Consuming a high GI diet may increase the risk of breast cancer by 8 per cent, according to a leading nutrition researcher.
Professor Jennie Brand-Miller from the University of Sydney’s medical school has said a scientific review of 10 studies showed eating a high GI diet for five years or more could increase the risk of breast cancer compared with a low GI diet.
"With the average Australian diet consisting of far too many high GI foods, this is a major cause for concern," she said. GI was the most consistent dietary factor identified by the review.
"A high GI diet produces high glucose and insulin levels and that is relevant in the case of any cancer because cancer cells thrive on glucose. It is like adding fertiliser. If you have a breast cancer cell it is encouraged to grow by high levels of insulin."
Brand-Miller said there are uncontrollable risk factors for breast cancer such as genetics, menopause and family history, but lifestyle-related risk factors could be altered to lower a person’s cancer risk. This means not drinking too much alcohol, avoiding high-fat diets, eating less highly processed meat and reducing body fat.
She said consuming a low GI diet could help prevent cancer by reducing body fat and insulin levels.

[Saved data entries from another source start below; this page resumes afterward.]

PR #195, opened 2018-07-27
Don't show back button on first page

### LINKED ISSUE #177: Forms without an `introduction` page can never go back
Now that we can have forms without an introduction (see https://github.com/usds/us-forms-system-starter-app/issues/14) it raises the problem of there being a *Back* button on the first page. That button should either be removed or disabled on the first page. The button is [here](https://github.com/usds/us-forms-system/blob/d01100fe70258f42a526e2aa907813e7c4802cc9/src/js/containers/FormPage.jsx#L118-L122) in FormPage.jsx and the `goBack` code that needs to change is [here](https://github.com/usds/us-forms-system/blob/d01100fe70258f42a526e2aa907813e7c4802cc9/src/js/containers/FormPage.jsx#L69-L74).

dmethvin-gov:
Fixes #177

This fix removes the "Back" button from the first page of a form when there is no Introduction component. At the moment, the app crashes when this occurs. 

~~I'm having a hard time getting a good test for this because I don't understand the test setup. When I log out the information going into the FormPage component it seems wrong. The `route.path` is `"testing"` for example but the `location.pathname` is `"/testing"` so those two strings don't match.  When I look at the starter app the pages in the `pageList` seem to have a leading `/` on them.~~

~~Most of the tests seem to be set up with `pathname` of `"/testing/0"` which I also don't understand. That would seem to apply only to array pages? Shouldn't the first page be `"/testing"`?~~

@annekainicUSDS I hope you can help!


annekainicUSDS:
@dmethvin-gov do you also have a sample form config you've been using to test this that I could use as well?

dmethvin-gov:
@annekainicUSDS I don't, I figured I should get the unit test working first. It's possible this is just a quirk of the unit tests but I definitely want to have a test for this. The starter app would work as a test case as well if you delete the `introduction` property.

annekainicUSDS:
@dmethvin-gov I guess I'm wondering how you're testing it? By just writing unit tests, or running a form locally to see the changes? That's what I'm trying to do now, and because the changes haven't been built yet it's not applying to the new changes to the form. For debugging I find it most helpful to run the app locally and place breakpoints in the code to see what's going on as opposed to writing unit tests. Do you mind pushing a commit with the built js files so I can do that? Thanks!

dmethvin-gov:
Sure, I've pushed the built files. Do you usually create unit tests? I think the problem is with the unit test setup but I have no idea what it's doing or why.

test/js/containers/FormPage.unit.spec.jsx
```diff
@@ -196,6 +196,51 @@ describe('Schemaform <FormPage>', () => {
...
+        currentlyLoggedIn: false
+      }
+    };
+
+    const tree = SkinDeep.shallowRender(
+      <FormPage
+        form={form}
+        user={user}
+        route={route}
+        location={location}/>
```
annekainicUSDS: I think the reason why you're seeing the current location path not match the route is because the `location` here is set at the top of this file to be `testing/0`

annekainicUSDS: If you change this to be:
```js
...
location={{pathname: 'testing'}}/>
...
```
the test passes

dmethvin-gov: Yeah, at the top of the file it's set as `location: { pathname: '/testing/0' } }`. I think this is supposed to match the browser's `window.location.pathname` property which is what the router is looking at. Specifically it should have the leading `/` which it does. The problem is that the `route.pageList.path` *does not* have the leading slash so they don't equal. 

Also it has that extra `/0`. I don't know why it is there. It doesn't seem to make any of the tests fail if it is removed, so I can certainly remove that.

I think this may just be a question of getting the router into the right state. Looking at the starter app, it has a [urlPrefix](https://github.com/usds/us-forms-system-starter-app/blob/master/js/config/form.js#L10) that just happens to be `/` by default, so it should work there. It just seems odd that the `path` and `pathname` don't match here. Although I can set the data with a slash-less `location` to make this pass, I still don't understand why and it feels like cheating.

Also, I don't think it's necessary to create the built files when running against the unit tests. The `npm run test` builds everything using Babel before starting the tests. That's super handy and saves lots of time!

dmethvin-gov: It looks like I need to use `formConfig.urlPrefix` in the test, which I've done. If none is set I have it using `'/'` for a default, the test fails if I use `''` and I'm not really sure why. The "it renders" test above expected both the Back and Continue button so I had to change it.

src/js/containers/FormPage.jsx
```diff
@@ -99,6 +99,10 @@ class FormPage extends React.Component {
       // And the data should be for just the item in the array
       data = _.get([route.pageConfig.arrayPath, params.index], data);
     }
+    // It should be "safe" to check that this is the first page because it is
+    // always eligible and enabled, no need to call getPreviousPagePath.
+    const isFirstRoutePage =
+        (route.pageConfig.urlPrefix || '/') + route.pageList[0].path === this.props.location.pathname;
```
annekainicUSDS: I think you shouldn't need to add the `urlPrefix` to the `pageList` path; the code [here](https://github.com/usds/us-forms-system/blob/master/src/js/helpers.js#L78) already does that when generating the `pageList` object to add to the `route` object. When I run this change locally using the starter-app, it's not working as expected because of that.

test/js/containers/FormPage.unit.spec.jsx
annekainicUSDS: To answer a couple of the points of confusion above:

#### When to use '/' or not
In regards to when the prefixed `/` is included or not, I think what happens is the paths are generated from what is specified in the `formConfig`. In the `formConfig`, paths are not written with the prefixed `/`. But in generating the routes, a new object called `pageList` is created, which takes the paths from `formConfig` and adds the `urlPrefix` to them, which in most cases is just a `/`. The router then uses the `pageList` object to determine which is the next and previous pages to go to, and matches that against the `location.pathname`, which always includes the `/` for that path.

For this reason, I think the test code is a bit confusing because we're handwriting the `pageList` object, which is actually generated by the library code. For some reason, the existing test code in this file doesn't include the `/` for the paths in `pageList`, but the actual code would, assuming `urlPrefix` is passed to the `formConfig`. For that reason I think it's a mistake to manually add `urlPrefix` to the path in `pageList` when checking against `location.pathname`, because that should already be included.

#### About the `/0` in the original `location.pathname`
I _think_ this was included because some of the tests are testing array functionality, in which cases items in the array are indexed, and the route tells us which item we're currently on. It's strange that removing this doesn't break the tests, which I think tells me that the test code isn't written accurately in regards to paths. But I need to investigate array paths more...

src/js/containers/FormPage.jsx
dmethvin-gov: Ah, thanks! So if that's the case it sounds like the unit tests are not set up correctly as you mentioned below. I didn't mean to get you into this so deeply but had hoped you might know some background about how this works that would save time. If you want I can take this back and dig into it.

annekainicUSDS: No worries at all! I needed to understand this better myself, so I learned a lot by digging in. Let me know how I can be helpful; if you want to run with making further updates to this that's great, and I can pitch in where needed!

dmethvin-gov: *(grabs baton)*

dmethvin-gov:
@annekainicUSDS This is ready for review now. I changed the mocked routes in the unit tests to have leading slashes the way they would be in the app. I checked and it's working in the starter app as well. I also removed the remnants of the `user` handling since we don't support that. There still is quite a bit of redundancy in these tests (most use the same `form` and `route` setup), it might be worth a pass to clean those up so the tests are easier to read.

“Consuming a low GI diet reduces both glucose and insulin levels, helping us to burn more fat and avoid weight gain over the longer term. Insulin is a hormone that drives cell growth and multiplication - if you have a mutated cell then it grows faster and bigger under the influence of high insulin.
"Secondly, some breast cancer cells positively thrive on oestrogen. Body fat manufactures and releases oestrogen which can aid the spread of breast cancer. Overweight women are more likely to have breast cancer for this reason."